The multicast forward tree may be dynamically produced in various techniques, and has two basic characteristics.    1. The leaf node knows clearly that it needs to join/leave this forward tree; determines a time for joining the forward tree, and initiates to join the forward tree via the protocol; determines a time for leaving the forward tree, initiates a prune operation, and destructs a corresponding forward branch.    2. The leaf initiates a joining request. Once the leaf successfully joins in, multicast data is forwarded to a corresponding leaf node. When the leaf successfully initiates a prune operation, the forward for related data is interrupted and a corresponding forward branch is withdrawn.
These two basic characteristics ensure that the multicast forward tree may dynamically determine an optimal forward tree based on a recipient, but bring associated problems at the same time.    1. A multicast forward tree is to be created upon the request initiated by the leaf. However, the leaf is not capable of being aware of whether whole multicast forward paths are successfully established. If an upstream node (not an adjacent upstream node, but an upstream router with one or more hops apart) of a certain leaf fails to process the joining request, then the forward path may not be established successfully. Thus, the leaf is not capable of acquiring information indicating that the forward path fails to be established, and accordingly, no further action can be performed.    2. When there is a change of the network topology, an original mLDP P2MP LSP will not be available since another mLDP P2MP LSP is established. Generally, the mLDP may automatically calculate a new path based on route. In some cases, however, the mLDP may not calculate a new path (e.g., when a network device fails), which results in a failure of normal forward. In such cases, the leaf may not acquire failure information or process successfully.

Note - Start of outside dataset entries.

PR #56, opened 2022-09-23
Implement deduplication filter

bfmatei:
This PR brings deduplication capabilities in the agent. The functionality can be toggled via the `config` and the API has flags for force pushing the event (useful in some cases).


packages/core/README.md
```diff
@@ -24,6 +24,7 @@ The agent requires a configuration parameter with the following properties:
 | Property                | Description                                                             | Type                  | Default Value Variable                                   |
 | ----------------------- | ----------------------------------------------------------------------- | --------------------- | -------------------------------------------------------- |
 | `app`                   | Application metadata                                                    | `App`                 |                                                          |
+| `dedupe`                | A flag for toggling deduplication filter                                | `boolean`             |                                                          |
```
connorlindsey, line 27: Should we call out the default value here?

connorlindsey (commented):
lgtm but will let someone else with more agent experience approve

domasx2:
LGTM, 
But - consider alternative approach, creating `beforeSendHook`, like we do with `ignorePatterns`: https://github.com/grafana/grafana-javascript-agent/blob/7f3c0d16d2485cf91310ad25decfd839ad351e9e/packages/core/src/transports/initialize.ts#L66

Then dedupe impl is in a single place in a composable manner. Maybe we could have also instead of `beforeSendHook` had `middlewares: Middleware[]` :thinking:

packages/core/README.md
bfmatei: In the core package there's no default :-/. Although `undefined == false`, one can't initialize the core package without manually providing this flag.

domasx2 (approved):

PR #60, opened 2022-10-17
Remove empty log file to avoid tracking changes of it

cedricziel:
The empty log file still allowed git to track changes. This removes it while keeping the directory.


bfmatei (approved):
LGTM!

The P2MP LSP established based on mLDP is applicable to various scenarios, e.g., multicast virtual private network (MVPN) and Triple Play. The demands for Triple Play and MVPN multicast are increasing with the development of video services. The wide deployment of multicast is in progress and requires more reliabilities of multicast. The leaf node is usually a service receiver, or a core service provider edge (PE) device. When a failure occurs, the leaf node needs to know that the failure occurs and the reason of the failure, in order to take appropriate measure and ensure the normal service. Also, it is beneficial for the maintenance of the whole network by the network administrator that the leaf node knows the failure in the network. Therefore, the mLDP needs a corresponding mechanism for informing the leaf node of the type of the failure that occurs.
In implementing the present invention, it is discovered by the applicant that the conventional art encounters at least the defects below. According to the LDP/mLDP protocol, a Notification message is employed for notifying a failure during a protocol processing procedure. However, it is limited that the information is only about two neighboring Label Switch Routers (LSRs). When a direct downstream node of the LSR or path where the failure occurs finds out the failure, the node that finds out the failure may inform its upstream node via a Notification message. According to the current specifications of LDP/mLDP protocol, the failure information and the reason thereof may not be successively transferred to the leaf node. Thus, the leaf node may not acquire the failure information in time.